PR #2891, opened 2026-02-09
feat: add recursive direction strategies, and fix IS BFS

barakmich:

### DIFF
--- a/pkg/query/benchmarks/check_deep_arrow_benchmark_test.go
+++ b/pkg/query/benchmarks/check_deep_arrow_benchmark_test.go
@@ -5,6 +5,8 @@ import (
 	"fmt"
 	"testing"
 
+	"github.com/stretchr/testify/require"
+
 	"github.com/authzed/spicedb/internal/datastore/common"
 	"github.com/authzed/spicedb/internal/datastore/memdb"
 	"github.com/authzed/spicedb/pkg/datastore"
@@ -13,7 +15,6 @@ import (
 	"github.com/authzed/spicedb/pkg/schemadsl/compiler"
 	"github.com/authzed/spicedb/pkg/schemadsl/input"
 	"github.com/authzed/spicedb/pkg/tuple"
-	"github.com/stretchr/testify/require"
 )
 
 // BenchmarkCheckDeepArrow benchmarks permission checking through a deep recursive chain.
@@ -111,6 +112,6 @@ func BenchmarkCheckDeepArrow(b *testing.B) {
 
 		// Verify we found the expected result
 		require.Len(b, paths, 1)
-		require.Equal(b, paths[0].Subject.ObjectID, "slow")
+		require.Equal(b, "slow", paths[0].Subject.ObjectID)
 	}
 }
--- a/pkg/query/recursive_strategies_test.go
+++ b/pkg/query/recursive_strategies_test.go
@@ -54,8 +54,6 @@ func TestRecursiveCheckStrategies(t *testing.T) {
 		{"Deepening", recursiveCheckDeepening},
 	}
 
-	var allResults [][]Path
-
 	for _, tc := range strategies {
 		t.Run(tc.name, func(t *testing.T) {
 			t.Parallel()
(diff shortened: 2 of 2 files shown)


pkg/query/context.go
```diff
@@ -3,21 +3,25 @@ package query
...
 	"github.com/authzed/spicedb/pkg/spiceerrors"
+	"github.com/authzed/spicedb/pkg/tuple"
 )
 
 // TraceLogger is used for debugging iterator execution
 type TraceLogger struct {
 	traces []string
 	depth  int
 	stack  []Iterator // Stack of iterator pointers for proper indentation context
+	writer io.Writer  // Optional writer to output traces in real-time
```
tstirrat15, line 24: oooo

pkg/query/context.go
```diff
@@ -258,6 +281,17 @@ type Context struct {
 	TraceLogger       *TraceLogger      // For debugging iterator execution
 	Analyze           *AnalyzeCollector // Thread-safe collector for query analysis stats
 	MaxRecursionDepth int               // Maximum depth for recursive iterators (0 = use default of 10)
+
+	// Pagination options for IterSubjects and IterResources
+	PaginationCursors map[string]*tuple.Relationship // Cursors for pagination, keyed by iterator ID
+	PaginationLimit   *uint64                        // Limit for pagination (max number of results to return)
+	PaginationSort    options.SortOrder              // Sort order for pagination
```
tstirrat15, line 288: Is this the beginning of cursoring/pagination support?

pkg/query/datastore.go
```diff
@@ -113,7 +113,17 @@ func (r *RelationIterator) checkNormalImpl(ctx *Context, resources []Object, sub
 		return nil, err
 	}
 
-	return convertRelationSeqToPathSeq(iter.Seq2[tuple.Relationship, error](relIter)), nil
+	// Convert to PathSeq
+	pathSeq := convertRelationSeqToPathSeq(iter.Seq2[tuple.Relationship, error](relIter))
+
+	// Eagerly collect all results to terminate the database query immediately
```
tstirrat15, line 119: This is what prevents it from holding onto the collection in the recursive case?

That makes sense, but it also makes me wonder if there's another place to put the eagerness that still retains some of the nicety of laziness. Or are pgx queries not particularly streamy?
---------------
Instructions to follow:
Go over the entries above and tally the lines holding "stretchr"; please answer with the number alone.

Answer space:
2